All TorchVision datasets have two parameters -transform to modify the features and target_transform to modify the labels
For instance, the FashionMNIST features are in PIL Image format, and the labels are integers. For training, we need the features as normalized tensors, and the labels as one-hot encoded tensors. To make these transformations, we use ToTensor and lambda (lambda is used to transform a int label to one-hot Tensor)
import torch
from torchvision import datasets
from torchvision.transforms import ToTensor, Lambda
ds = datasets.FashionMNIST(
root="data",
train=True, # get training data
download=True,
transform=ToTensor(), # ToTensor converts a PIL image or NumPy ndarray into a `FloatTensor` and scales the image’s pixel intensity values in the range [0., 1.]
target_transform=Lambda(lambda y: torch.zeros(10, dtype=torch.float).scatter_(dim=0, torch.tensor(y), value=1)) # transform int labels to one-hot encoded tensors. scatter_ assigns a value=1 on the index as given by the label y
)
The torch.nn namespace provides all the building blocks you need to build your own neural network. Every module in PyTorch subclasses the nn.Module. A neural network is a module itself that consists of other modules (layers).
# import libraries
import os
import torch
from torch import nn
from torch.utils.data import DataLoader
from torchvision import datasets, transforms
# Get device for training: use hardware accelerator like the GPU
device = 'cuda' if torch.cuda.is_available() else 'cpu'
print(f'Using {device} device')
We define our neural network by subclassing nn.Module, and initialize the neural network layers in init (the architecture of the NN is in the init).
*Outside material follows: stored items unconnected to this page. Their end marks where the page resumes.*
PR #1750, opened 2026-07-30
🐛 Use the physical source directory for generated PlantUML diagrams

### LINKED ISSUE #1749: Use physical source directory for needuml PlantUML working directory
## Summary

`needuml` diagrams fail to render when their source document is provided by a mounted documentation tree. `sphinx-needs` stores a logical Sphinx docname in `incdir`, but `sphinxcontrib.plantuml` uses that value as its working directory. For mounted documents, that logical directory does not exist on disk.

The resulting warning is misleading because the PlantUML executable itself is available:

```
WARNING: plantuml command '…/src/plantuml' cannot be run [plantuml]
```

## Environment

- Sphinx 9.1.0
- sphinx-needs 8.0.0
- sphinxcontrib-plantuml 0.31
- sphinx-mounts 0.1.0
- Bazel runfiles-based documentation build on Linux

## Steps to reproduce

1. Build a Sphinx project using `sphinx-mounts` (or an equivalent extension) so that a mounted document has a logical docname such as `logging/features/example/index`, while its physical source file is elsewhere.
2. Add a `.. needuml::` directive to that mounted document.
3. Configure `sphinxcontrib.plantuml` with a working PlantUML executable and build HTML.

## Actual behavior

During `process_needuml`, the generated PlantUML node gets:

```python
puml_node["incdir"] = os.path.dirname(current_needuml["docname"])
```

For a mounted document this becomes a non-existent logical path, e.g. `logging/features/example`. `sphinxcontrib.plantuml` passes it as `cwd` to `subprocess.Popen`; that raises `ENOENT`, which is reported as if the PlantUML command were missing.

## Why this belongs in sphinx-needs

`sphinx-mounts` registers the mounted document with Sphinx correctly: `env.doc2path(docname)` resolves to the actual source file in the mounted/runfiles tree. The path is lost later, when `sphinx-needs` creates its generated PlantUML node and derives `incdir` from the logical `docname` instead of that resolved path. Therefore the fix belongs where that node is constructed, in `sphinx-needs`.

## Expected behavior

Generated `needuml` nodes should use the physical directory of the source document as `incdir`, so that PlantUML can resolve relative `!include` paths and start successfully.

## Suggested change

Use Sphinx's resolved document path when setting `incdir`, for example:

```python
source_path = env.doc2path(current_needuml["docname"])
puml_node["incdir"] = os.path.dirname(source_path)
```

This preserves the existing behavior for ordinary documents and makes mounted documentation work correctly.

## Workaround and verification

In the S-CORE docs-as-code integration we added a post-`doctree-resolved` hook that replaces `incdir` with `Path(node.source).parent` for generated PlantUML nodes. The PlantUML warnings disappeared after applying this workaround.

---

_This issue was generated by GPT-5.6 Terra from analyses in the S-CORE project._

ubmarco:
Closes #1749

## Problem

`sphinxcontrib-plantuml` starts the PlantUML process with
`cwd = os.path.join(srcdir, node["incdir"])`, so `incdir` decides where relative
`!include` paths are resolved.

Sphinx-Needs derived `incdir` from the **logical docname**:

```python
puml_node["incdir"] = os.path.dirname(current_needuml["docname"])
```

For a document whose source file does not physically live under `srcdir` — e.g.
one contributed by [sphinx-mounts](https://github.com/useblocks/sphinx-mounts),
which registers an absolute external path for its docname — that yields a
directory that does not exist. `subprocess.Popen` fails with `ENOENT`, which
`sphinxcontrib-plantuml` reports as:

```
WARNING: plantuml command '…/plantuml' cannot be run [plantuml]
```

The message is misleading: the PlantUML executable is fine, the `cwd` is not.

## Fix

Derive `incdir` from `env.doc2path(docname, base=False)` instead — the same
thing `sphinxcontrib-plantuml`'s own `uml` directive does — through a new shared
`set_plantuml_paths()` helper in `diagrams_common.py`.

The bug was present at **four** sites, all now routed through the helper:

| directive | file |
| --- | --- |
| `needuml` / `needarch` | `directives/needuml.py` |
| `needflow` (plantuml engine) | `directives/needflow/_plantuml.py` |
| `needsequence` | `directives/needsequence.py` |
| `needgantt` | `directives/needgantt.py` |

### Why `base=False` and not an absolute path

`doc2path(..., base=False)` returns a **srcdir-relative** path for an ordinary
document and the **absolute external** path for a mounted one. Since
`os.path.join` discards its left operand when the right one is absolute, PlantUML
ends up with the correct `cwd` in both cases.

Picking the relative form matters beyond taste:

- Ordinary documents get a **byte-identical** `incdir` to before
  (`dirname("a/b/c")` == `dirname("a/b/c.rst")`), so nothing changes for existing
  projects.
- `incdir` feeds `hash_plantuml_node()`, i.e. PlantUML's content-addressed cache
  key. Always emitting an absolute path would invalidate every cached diagram and
  make the cache non-portable across machines and checkout locations. This way
  only genuinely-mounted documents get an absolute key.

## Test

`tests/test_plantuml_incdir.py` builds a host project plus a sibling bundle
mounted via a ~20-line stand-in for sphinx-mounts (it reproduces the one trick
that matters — an absolute path in `Project._docname_to_path` — so the test
carries no new dependency), and asserts:

- an ordinary nested host document keeps `incdir == "sub"`;
- the mounted document gets the bundle's physical directory, not `"mounted"`;
- PlantUML actually runs and resolves a bundle-relative `!include`, with zero
  build warnings.

Verified failing before the fix (`['mounted', 'mounted'] != [<bundle>, <bundle>]`)
and passing after.

Full suite: 1018 passed. The two `tests/test_sn_collapse_button.py` failures on
this branch reproduce identically on `master` and are unrelated.

### DIFF
--- a/docs/changelog.rst
+++ b/docs/changelog.rst
@@ -7,6 +7,18 @@ Changelog
 Unreleased
 ----------
 
+- 🐛 Generated PlantUML diagrams (:ref:`needuml`, :ref:`needarch`,
+  :ref:`needflow`, :ref:`needsequence`, :ref:`needgantt`) now derive PlantUML's
+  working directory from the *physical* path of the source document instead of
+  its logical docname (:issue:`1749`).
+
+  Relative ``!include`` paths therefore also resolve for documents whose source
+  file does not live under ``srcdir`` — e.g. documents contributed by
+  `sphinx-mounts <https://github.com/useblocks/sphinx-mounts>`__ — which
+  previously failed with a misleading
+  ``WARNING: plantuml command '...' cannot be run``.
+  Ordinary documents keep the exact working directory they had before.
+
 - 📚 The documentation now uses the shared
   `sphinx-syntax-example <https://github.com/sphinx-extensions2/sphinx-syntax-example>`__
   ``syntax-example`` directive, in place of the bespoke ``need-example`` directive
--- a/sphinx_needs/diagrams_common.py
+++ b/sphinx_needs/diagrams_common.py
@@ -14,6 +14,7 @@ from urllib.parse import urlparse
 from docutils import nodes
 from docutils.parsers.rst import directives
 from sphinx.application import Sphinx
+from sphinx.environment import BuildEnvironment
 from sphinx.util.docutils import SphinxDirective
 
 from sphinx_needs.config import NeedsSphinxConfig, NeedType
@@ -108,6 +109,30 @@ def no_plantuml(node: nodes.Element) -> None:
     para += text
     content.append(para)
     node.replace_self(content)
+
+
+def set_plantuml_paths(
+    puml_node: nodes.Element, env: BuildEnvironment, docname: str
+) -> None:
+    """Point a generated PlantUML node at the physical location of ``docname``.
+
+    ``sphinxcontrib-plantuml`` runs the PlantUML process with
+    ``cwd = os.path.join(srcdir, node["incdir"])``, so ``incdir`` decides where
+    relative ``!include`` paths are resolved. Deriving it from the *logical*
+    docname breaks as soon as the document does not physically live under
+    ``srcdir`` -- e.g. a document contributed by ``sphinx-mounts``, whose source
+    file stays in an external tree. PlantUML then gets a non-existent ``cwd``,
+    which surfaces as the misleading "plantuml command cannot be run".
+
+    ``env.doc2path(docname, base=False)`` returns a srcdir-relative path for an
+    ordinary document and the absolute external path for a mounted one. Since
+    ``os.path.join`` discards its left operand when the right one is absolute,
+    both cases resolve correctly -- and ordinary documents keep the exact
+    ``incdir`` value they had before, so PlantUML's content-addressed cache
+    stays valid (and machine-independent) for them.
+    """
+    puml_node["incdir"] = os.path.dirname(env.doc2path(docname, base=False))
+    puml_node["filename"] = os.path.split(docname)[1]  # Needed for plantuml >= 0.9
 
 
 def add_config(config: str) -> str:
--- a/sphinx_needs/directives/needflow/_plantuml.py
+++ b/sphinx_needs/directives/needflow/_plantuml.py
@@ -1,7 +1,6 @@
 from __future__ import annotations
 
 import html
-import os
 
 from docutils import nodes
 from sphinx.application import Sphinx
@@ -10,7 +9,11 @@ from sphinx_needs._jinja import render_template_string
 from sphinx_needs.config import NeedsSphinxConfig
 from sphinx_needs.data import NeedsFlowType, SphinxNeedsData
 from sphinx_needs.debug import measure_time
-from sphinx_needs.diagrams_common import calculate_link, create_legend
+from sphinx_needs.diagrams_common import (
+    calculate_link,
+    create_legend,
+    set_plantuml_paths,
+)
 from sphinx_needs.directives.needflow._directive import NeedflowPlantuml
 from sphinx_needs.directives.utils import no_needs_found_paragraph
 from sphinx_needs.filter_common import filter_single_need, process_filters
@@ -319,10 +322,7 @@ def process_needflow_plantuml(
                 puml_node["uml"] += create_legend(needs_config.types)
 
             puml_node["uml"] += "\n@enduml"
-            puml_node["incdir"] = os.path.dirname(current_needflow["docname"])
-            puml_node["filename"] = os.path.split(current_needflow["docname"])[
-                1
-            ]  # Needed for plantuml >= 0.9
+            set_plantuml_paths(puml_node, env, current_needflow["docname"])
 
             scale = int(current_needflow["scale"])
             # if scale != 100:
--- a/sphinx_needs/directives/needgantt.py
+++ b/sphinx_needs/directives/needgantt.py
@@ -1,6 +1,5 @@
 from __future__ import annotations
 
-import os
 import re
 from collections.abc import Sequence
 from datetime import datetime
@@ -18,6 +17,7 @@ from sphinx_needs.diagrams_common import (
     get_debug_container,
     get_filter_para,
     no_plantuml,
+    set_plantuml_paths,
 )
 from sphinx_needs.directives.utils import (
     SphinxNeedsLinkTypeException,
@@ -351,10 +351,7 @@ def process_needgantt(
             puml_node["uml"] += create_legend(needs_config.types)
 
         puml_node["uml"] += "\n@endgantt"
-        puml_node["incdir"] = os.path.dirname(current_needgantt["docname"])
-        puml_node["filename"] = os.path.split(current_needgantt["docname"])[
-            1
-        ]  # Needed for plantuml >= 0.9
+        set_plantuml_paths(puml_node, env, current_needgantt["docname"])
 
         scale = int(current_needgantt["scale"])
         # if scale != 100:
--- a/sphinx_needs/directives/needsequence.py
+++ b/sphinx_needs/directives/needsequence.py
@@ -1,6 +1,5 @@
 from __future__ import annotations
 
-import os
 import re
 from collections.abc import Sequence
 from typing import Any
@@ -18,6 +17,7 @@ from sphinx_needs.diagrams_common import (
     get_debug_container,
     get_filter_para,
     no_plantuml,
+    set_plantuml_paths,
 )
 from sphinx_needs.directives.utils import no_needs_found_paragraph
 from sphinx_needs.filter_common import FilterBase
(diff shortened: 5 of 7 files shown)


chrisjsewell (approved):
haven't checked through the actual code, but approve in principle

ubmarco:
## Review

Right root cause, right API. Deriving `incdir` from `env.doc2path(docname, base=False)` is exactly what `sphinxcontrib-plantuml`'s own `uml` directive does (`plantuml.py:140-145`), and collapsing four copy-pasted sites into one helper is the correct shape. I verified the `base=False` reasoning against Sphinx's `Project.doc2path`: with a falsy `base` no `srcdir` join happens, and `Project.discover` stores paths through `path_stabilize`/`canon_path`, so stored paths are forward-slash even on Windows — the "byte-identical for ordinary documents" claim holds on all platforms, which the green Windows/Sphinx 9.1 jobs confirm. All four call sites pass the correct `docname` key. Nothing here blocks merge.

### 1. [Medium] Two of the four refactored call sites are never exercised (correctness / test coverage)

The PR's stated value is that the bug existed at four sites and all four now route through the helper — but the fixture document only contains `needuml` and `needflow`, so `needsequence.py:194` and `needgantt.py:354` never execute in the new test. `needarch` is covered by proxy (it shares the unconditional line in `process_needuml`).

https://github.com/useblocks/sphinx-needs/blob/b8a550221860e15efb6f1228bc3e318774eb7775/tests/test_plantuml_incdir.py#L138-L145

I read all four sites and they do pass the right `docname`, so there is no present bug — the gap is regression protection for the two untested sites. Adding a `needsequence` and a `needgantt` directive to `BUNDLE_INDEX` (and extending the expected `incdirs["mounted/index"]` list) closes it cheaply.

### 2. [Medium] Mounted documents get a location-dependent PlantUML cache key (performance)

`incdir` is hashed into PlantUML's content-addressed key (`hash_plantuml_node`, `plantuml.py:179-185`), and that key becomes the `_images/plantuml-<key>.svg` filename. For mounted documents `incdir` is now an absolute path, so any relocation of the source tree changes the key — which is precisely the Bazel runfiles/sandbox setup from #1749. Result: the `plantuml_cache` never hits and every mounted diagram re-renders (one JVM per diagram) after a relocation, while `_images` accumulates orphans.

https://github.com/useblocks/sphinx-needs/blob/b8a550221860e15efb6f1228bc3e318774eb7775/sphinx_needs/diagrams_common.py#L133-L135

The docstring acknowledges the non-portability but frames it as acceptable because it only affects mounted documents — which are exactly the documents this PR exists to fix. `os.path.relpath(dirname(physical), env.srcdir)` yields the identical `cwd` (PlantUML joins it onto `srcdir` and the OS resolves the `..`) with a relocation-stable key; I checked that a runfiles root moving from `/build/...` to `/tmp/sandbox-9876/...` gives a byte-identical relative `incdir`. It needs a `try/except ValueError` fallback to the absolute path for cross-drive mounts on Windows. Worth considering, but a follow-up is fine.

### 3. [Low] The mount stand-in stores `str` where Sphinx and `sphinx-mounts` store `Path` (durability)

From Sphinx 8.2 on, `Project._docname_to_path`/`_path_to_docname` hold `Path` objects, and the real `sphinx-mounts` 0.1.2 registers `Path` too. The test passes on 7.4/8.2/9.1 regardless, because `doc2path` re-wraps whatever it finds — but the docstring claims to reproduce "the one trick that matters", and this is the one detail where it doesn't. A `str` key in `_path_to_docname` would silently miss a `Path`-keyed `path2doc()` lookup if the test is ever extended (e.g. an image referenced from the mounted file). Dropping the `str()` calls costs nothing.

https://github.com/useblocks/sphinx-needs/blob/b8a550221860e15efb6f1228bc3e318774eb7775/tests/test_plantuml_incdir.py#L54-L57

### 4. [Low] Blanket zero-warning assertion widens the test's blast radius (durability)

Every other use of `get_warnings_list` in the suite asserts a specific expected list; this is the only blanket `== []`. It ties "did the incdir fix work" to "zero warnings anywhere in this build", so an unrelated future warning fails this test with a diff that points at the wrong culprit. Asserting no `plantuml`-typed warning would isolate the intent.

https://github.com/useblocks/sphinx-needs/blob/b8a550221860e15efb6f1228bc3e318774eb7775/tests/test_plantuml_incdir.py#L193-L196

Minor: the helper computes the physical path but still derives `filename` from the logical docname, and the docstring — thorough on `incdir` — never mentions `filename`. Keeping the value is right (changing it would alter the `-filename` label), but a half-sentence saying so would help the next reader.

### Other dimensions

- **Backwards compatibility** — no break for ordinary projects; `incdir`, and therefore every existing cache key, is unchanged. Docnames absent from the project fall back to `docname + suffix`, whose `dirname` also matches the old value.
- **Architecture** — fits existing patterns; `env.doc2path` is already used at all four sites for `puml_node.source` (added in #982), and #1447 set the same precedent of replacing hand-rolled docname math with a Sphinx path API.
- **History** — I looked for a commit that deliberately chose the logical docname over a physical path; there is none, so this is not reintroducing an old fix. The `# Needed for plantuml >= 0.9` comment (from `9731de1b`) guards the `filename` line, which is untouched.
- **Past reviews** — the only prior review is an approval in principle with the code unread, so there are no outstanding comments.

### Verified locally

`tests/test_plantuml_incdir.py` passes at `b8a5502`; reverting just the `incdir` line reproduces `['mounted', 'mounted'] != [<bundle>, <bundle>]`, so the test genuinely pins the fix. Full CI is green across the 7.4/8.2/9.1 × Linux/Windows matrix.

ubmarco:
## Follow-up on the review findings

Addressed in e8d0791d41e0e2e746263bf7e6a836b744624a48.

### 1. [Medium] Untested call sites — fixed

The mounted bundle document now exercises all four directives that route through `set_plantuml_paths()`, so `needsequence` and `needgantt` are no longer dark. Reverting the `incdir` line now fails with four wrong entries instead of two.

Two fixture details were needed to get there, both worth recording because they are easy to trip over again:

- `process_needsequence` throws its PlantUML node away and substitutes "no needs found" unless it can draw at least one connection, and a connection needs a full sender → message → receiver chain over the traversed link type — a two-need chain silently yields no node at all. The single `MOUNTED_REQ` is therefore now a three-need chain.
- `needgantt` warns for every need without `:duration:`, which the zero-warning assertion below would flag, so all three needs carry one.

### 3. [Low] `str` vs `Path` in the mount stand-in — withdrawn, my finding was wrong

I recommended dropping the `str()` calls so the stand-in stores `Path` like Sphinx ≥8.2 and the real `sphinx-mounts` do. That breaks the build on Sphinx 7.4:

```
TypeError: 'PosixPath' object is not subscriptable
  sphinx/builders/html/__init__.py:612, in get_doc_context
    source_suffix = self.env.doc2path(docname, False)[len(docname):]
```

Sphinx does not store a plain `Path` there — it stores `_StrPath`, a `Path` subclass that deliberately keeps `__getitem__`/`__len__` precisely because its own HTML builder slices the value to recover the source suffix. `str` is the one type that works across the whole supported `sphinx>=7.4,<10` range, so the original code was right. I left the `str()` calls alone and added a comment explaining why, so the next reader does not "modernise" it back.

### 4. [Low] Blanket zero-warning assertion — keeping it, by design

Keeping `assert get_warnings_list(app) == []` as-is. Failing on *any* new warning is the point: it forces someone to look, which is more valuable than the narrower assertion I suggested. Noting it here so the intent is on the record rather than looking like an oversight.

### 2. [Medium] Cache-key churn for mounted documents — withdrawn, keeping the absolute path

I proposed rewriting only the absolute (mounted) case into a srcdir-relative `incdir`, so PlantUML's content-addressed key would survive relocation:

```python
incdir = os.path.dirname(env.doc2path(docname, base=False))
if os.path.isabs(incdir):                      # mounted document
    try:
        incdir = os.path.relpath(incdir, env.srcdir)
    except ValueError:                          # different drive on Windows
        pass
```

It produces a stable key, and `os.path.join(srcdir, "../bundle")` does name the right directory. It must still not be merged: `..` handed to `chdir` is resolved by the kernel against the *real* directory tree, not lexically, so when `srcdir` is reached through a symlink the `..` escapes to the symlink's true parent:

```
srcdir  = .../slink/srcdir   (symlink -> real/docs)
bundle  = .../slink/bundle
relpath = ../bundle
chdir(".../slink/srcdir/../bundle")  ->  FileNotFoundError [Errno 2]
```

That is the same ENOENT as #1749, reintroduced in exactly the kind of symlink forest (Bazel runfiles) this PR exists to fix. `os.path.realpath` on either side does not help, because `sphinxcontrib-plantuml` joins onto its own unresolved `builder.srcdir`.

So the absolute `incdir` on this branch is the correct trade-off: correctness under symlinks beats cache portability. The residual impact is also narrower than the review implied — it only costs anything when the PlantUML cache directory is persisted across builds *while* the source path changes. A proper fix belongs upstream, by letting a PlantUML node carry an explicit cache key instead of hashing its working directory.

---

Full suite on this branch: 1018 passed, 13 skipped, 0 failed.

Every nn.Module subclass implements the operations on input data in the forward method.
class NeuralNetwork(nn.Module):
def __init__(self):
super(NeuralNetwork, self).__init__()
self.flatten = nn.Flatten()
self.linear_relu_stack = nn.Sequential(
nn.Linear(28*28, 512),
nn.ReLU(),
nn.Linear(512, 512),
nn.ReLU(),
nn.Linear(512, 10),
)
def forward(self, x):
x = self.flatten(x)
logits = self.linear_relu_stack(x)
return logits
Then, we create an instance of NeuralNetwork, and move it to the device, and print its structure.
model = NeuralNetwork().to(device)
print(model)
Then, calling the model on the input returns a 10-dimensional tensor with raw predicted values for each class. We get the prediction probabilities by passing it through an instance of the nn.Softmax module.
nn.Softmax: The last linear layer of the neural network returns logits - raw values in [-infty, infty] - which are passed to the nn.Softmax module. The logits are scaled to values [0, 1] representing the model’s predicted probabilities for each class. dim parameter indicates the dimension along which the values must sum to 1 (then apply argmax to find the class with the highest probability).
X = torch.rand(1, 28, 28, device=device)
logits = model(X)
pred_probab = nn.Softmax(dim=1)(logits)
y_pred = pred_probab.argmax(1)
print(f"Predicted class: {y_pred}")
When training neural networks, the most frequently used algorithm is back propagation. In this algorithm, parameters (model weights) are adjusted according to the gradient of the loss function with respect to the given parameter.
To compute those gradients, PyTorch has a built-in differentiation engine called torch.autograd. It supports automatic computation of gradient for any computational graph.